- [Problem to work on]:
Search the records below for the string "polar", and report each line that contains it.

- [Records shown]:

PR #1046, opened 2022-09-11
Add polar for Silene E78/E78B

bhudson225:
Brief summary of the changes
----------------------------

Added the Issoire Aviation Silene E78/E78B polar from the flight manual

- [Expected answer]:
Add polar for Silene E78/E78B
Added the Issoire Aviation Silene E78/E78B polar from the flight manual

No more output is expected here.